Ayasofya efsaneleri Bitmez

*
Iustinianos Ayasofya'yı yaptırmak için en ünlü mimarları İstanbul'a davet etti, yaptıracağı kilise için birer taslak çizmelerini istedi. Ancak çizilen hiçbir taslak imparatoru tatmin etmedi. Bir gece üzgün ve umutsuz uykuya dalan Iustinianos, bir rüya gördü. Ayasofya'nm kurulacağı arsada beliren nur yüzlü bir ihtiyar, sağına soluna bakınıyor, sonra da her köşede biraz durup bekliyordu.

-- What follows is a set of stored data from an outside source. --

PR #349, opened 2020-12-10
Reservation tests

zcain117:
Split into 2 initial commits to make this more readable:
1. updates to templates and test files, 2 example yaml changes - 1 using reservation and 1 not using reservation
2. rest of the yaml updates

I chose to run TF nightly and TF 1.15 v2-32 convergence tests on our v2-32 reservation, trying to keep utilization high. I set all the `nightly` tests to run at an hour of day >= 7, since our nightly image right now gets published at ~5 in UTC time. The 1.15 tests can start at any time of day since that image is pretty static.

I generated the cron schedules with a helper python script (not checked in) but looked over them manually too. I'll save the script somewhere to make it easy for us to set up a new schedule if we want to change the tests that run reserved.

For testing: I upgraded version on oneshot cluster and ran a test there using reservation + verified that the TPU was actually from our reservation using `gcloud compute tpus describe` while the job was running

If this PR looks OK, I will:
1. upgrade real pods cluster
2. push one of these reservation yamls
3. run test job on real cluster
4. submit the PR if the real job looks OK

### DIFF
--- a/templates/tpus.libsonnet
+++ b/templates/tpus.libsonnet
@@ -28,13 +28,14 @@ local base = import 'base.libsonnet';
       metadata: {
         annotations: {
           "tf-version.cloud-tpus.google.com": tpuSettings.softwareVersion,
+	  "reserved.cloud-tpus.google.com": tpuSettings.reserved,
         },
       },
       spec+: {
         containerMap+: {
           train+: {
             resources+: {
-              local preemptiblePrefix = 
+              local preemptiblePrefix =
                 if tpuSettings.preemptible then
                   "preemptible-"
                 else
--- a/templates/tpus.libsonnet
+++ b/templates/tpus.libsonnet
@@ -66,5 +66,4 @@ local base = import 'base.libsonnet';
   v3_8: self.TpuSpec { version: 3, size: 8 },
   v2_32: self.TpuSpec { version: 2, size: 32 },
   v3_32: self.TpuSpec { version: 3, size: 32 },
-
 }
--- a/templates/tpus.libsonnet
+++ b/templates/tpus.libsonnet
@@ -25,10 +25,11 @@ local base = import 'base.libsonnet';
     replicas: tpu.size / 8, # Each TPU replica has 8 cores
 
     PodTemplate(tpuSettings):: {
+      assert !(tpuSettings.preemptible == "true" && tpuSettings.reserved == "true"): ("TPU cannot be both reserved and preemptible"),
       metadata: {
         annotations: {
           "tf-version.cloud-tpus.google.com": tpuSettings.softwareVersion,
-	  "reserved.cloud-tpus.google.com": tpuSettings.reserved,
+          "reserved.cloud-tpus.google.com": tpuSettings.reserved,
         },
       },
       spec+: {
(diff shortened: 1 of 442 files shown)


tests/tensorflow/nightly/classifier-efficientnet.libsonnet
```diff
@@ -158,7 +163,7 @@ local gpus = import "templates/gpus.libsonnet";
     efficientnet + v3_8 + convergence + timeouts.Hours(45),
     efficientnet + v2_32 + functional,
     efficientnet + v3_32 + functional,
-    efficientnet + v2_32 + convergence + timeouts.Hours(30),
+    efficientnet + v2_32 + convergence + timeouts.Hours(10) + reserved + {schedule: "0 7 * * 1,3,5,6"},
```
will-cromar, line 166: Did you mean to change this timeout?

tests/tensorflow/nightly/classifier-efficientnet.libsonnet
```diff
@@ -144,6 +144,11 @@ local gpus = import "templates/gpus.libsonnet";
   local v3_32 = tpu_common {
     accelerator: tpus.v3_32,
   },
+  local reserved = {
```
will-cromar, line 147: This might be better as a mixin in the `tpus.libsonnet` file. The usage would be `... + tpus.reserved. We used to have something similar for preemptible

templates/tpus.libsonnet
```diff
@@ -28,13 +28,14 @@ local base = import 'base.libsonnet';
       metadata: {
         annotations: {
           "tf-version.cloud-tpus.google.com": tpuSettings.softwareVersion,
+	  "reserved.cloud-tpus.google.com": tpuSettings.reserved,
```
will-cromar, line 31: I'm surprised this is different than the implementation for preemtible (ie with a resource name like `reserved-v3`). That would have made it easy to implement a limit with a ResourceQuota

will-cromar: This also means that you could actually request a preemptible reserved TPU pod, which doesn't make any sense. Can you add a check to raise an error in that case?

will-cromar (approved):
Overall LGTM. Just minor nits.

The schedules are fine for now, but long-term we should implement a ResourceQuota to limit the number of reserved cores in use to be the same as our project quota. We can do that with PriorityClasses like we do for GPUs: https://github.com/GoogleCloudPlatform/ml-testing-accelerators/blob/68c67c32b203fe332c6d2068f11a83742801120d/k8s/us-central1/quota.yaml#L49

tests/tensorflow/nightly/classifier-efficientnet.libsonnet
zcain117: yes - this test has taken ~8hrs for the last few months. That last time it was over 10 hours was in July

tests/tensorflow/nightly/classifier-efficientnet.libsonnet
zcain117: good idea - will fix

templates/tpus.libsonnet
zcain117: sure, I'll add an `assert`

zcain117:
upgraded pods cluster and ran one of the reserved tpu jobs on it. Verified the TPU pods was pulled from reservation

Nur yüzlü ihtiyarın yanına giden imparator, onun elindeki gümüş levhayı görünce şaşkınlığa düştü. Levhanın üzerinde çizili olan kilise resmi, onun hayalini kurduğu mabet idi. Hemen tanrıya dua etmeye başlayan Iustinianos'un yanına gelen garip ihtiyar, elindeki gümüş levhayı imparatora uzattı ve dedi ki "Al bu resmi Iustinianos, kiliseni bu örneğe göre yaptır!"
İ
mparator, sevinçle tapınağın adını ne koyması gerektiğini sorunca, "Ayasofya" der nur yüzlü garip ihtiyar ve anında kaybolur. İmparator, sabahleyin kalkınca mimarını çağırır ve rüyasındaki mabedin resmini tarif ederek çizmelerini ister. Mimar imparatora cebinden çıkardığı,maketini çizdiği kiliseyi gösterir ve "Bu mu?" der.Şaşkınlığını gizleyemeyen imparator birşey diyemeden mimar: "Dün gece rüyamda gördüm" der...
16.jpg

*Konstantiniye’yi ziyaret eden bir Rus gezginin Anonim’inden:

“Ayasofya’ya gelindiğinde, sahanlığa güney kapısından girilir. Orada Aziz Mikail’e adanmış küçük bir kilise vardır. Aziz Mikail, şantiye bekçisi olan genç adama bu kilisede görünmüştür.
Aziz Mikail aniden belirmiş ve genç adama şu soruyu sormuştur; “Bu kilisenin inşaat ustaların neredeler ve adları ne?”
Genç adam şaşkınlık biraz da korku içinde Mikail’e cevap vermiş; “Ustalar akşam yemeği için saraya gittiler ve kilisenin adı yok.
“Git, ustalarına haber ver. Ayasofya’ya adanan bu kiliseyi bir an önce bitirsinler.
“Saygıdeğer efendim, görüntünüz beni korkuttu, ışığınız beni körletti. Sizin adınız nedir saygıdeğer efendim?”
“Benim adım Mikail”
“Saygıdeğer Mikail efendim, ben ustalarım dönene kadar buradan ayrılamam.”
Bunu işitince Aziz Mikail genç adama sordu.
“Senin adın ne?”
“Benim adım Mikail”
“ Mikail, imparatora git ve ona, ustalarına Ayasofya’ya adanan bu kiliseyi bir an önce bitirmelerini emretmesini söyle; Ayasofya’nın şantiyesini senin yerine ben bekleyeceğim ve ben de kutsal Tanrı İsa’nın gücü bulunduğu için sen gelmeden buradan ayrılmayacağım”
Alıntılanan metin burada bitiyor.